* Required work *
Retype the data below, every word of it, exactly.

* Given records *
PR #374, opened 2018-03-11
 Changed pin numbers for T0-92 package of 78L05

christianlupus:
The pin numbers in the different packages (TO-92 and SOT-89) are not identical because input and output are interchanged. This might lead to shortcircuits in finished designs.

In this PR I simply interchanged the pin numbers of input and output so that the current footprints match.

See
http://www.st.com/content/ccc/resource/technical/document/datasheet/15/55/e5/aa/23/5b/43/fd/CD00000446.pdf/files/CD00000446.pdf/jcr:content/translations/en.CD00000446.pdf


poeschlr:
Does the affected symbol have any alias? If so might this now break the aliased parts?

christianlupus:
I have to admit that I did not check all aliases.
Now after doing so, I found that the pinning for TO-92 footprint is not consistent over all suppliers. Some make the input left other make the input right. One idea was to separate the symbol and make two out of it (IN-GND-OUT and OUT-GND-IN) with corresponding aliases attached. Was this a valiable solution?

christianlupus:
You are right. Plase do not merge. I will close ASAP.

* Output *
PR #374, opened 2018-03-11
 Changed pin numbers for T0-92 package of 78L05

christianlupus:
The pin numbers in the different packages (TO-92 and SOT-89) are not identical because input and output are interchanged. This might lead to shortcircuits in finished designs.

In this PR I simply interchanged the pin numbers of input and output so that the current footprints match.

See
http://www.st.com/content/ccc/resource/technical/document/datasheet/15/55/e5/aa/23/5b/43/fd/CD00000446.pdf/files/CD00000446.pdf/jcr:content/translations/en.CD00000446.pdf


poeschlr:
Does the affected symbol have any alias? If so might this now break the aliased parts?

christianlupus:
I have to admit that I did not check all aliases.
Now after doing so, I found that the pinning for TO-92 footprint is not consistent over all suppliers. Some make the input left other make the input right. One idea was to separate the symbol and make two out of it (IN-GND-OUT and OUT-GND-IN) with corresponding aliases attached. Was this a valiable solution?

christianlupus:
You are right. Plase do not merge. I will close ASAP.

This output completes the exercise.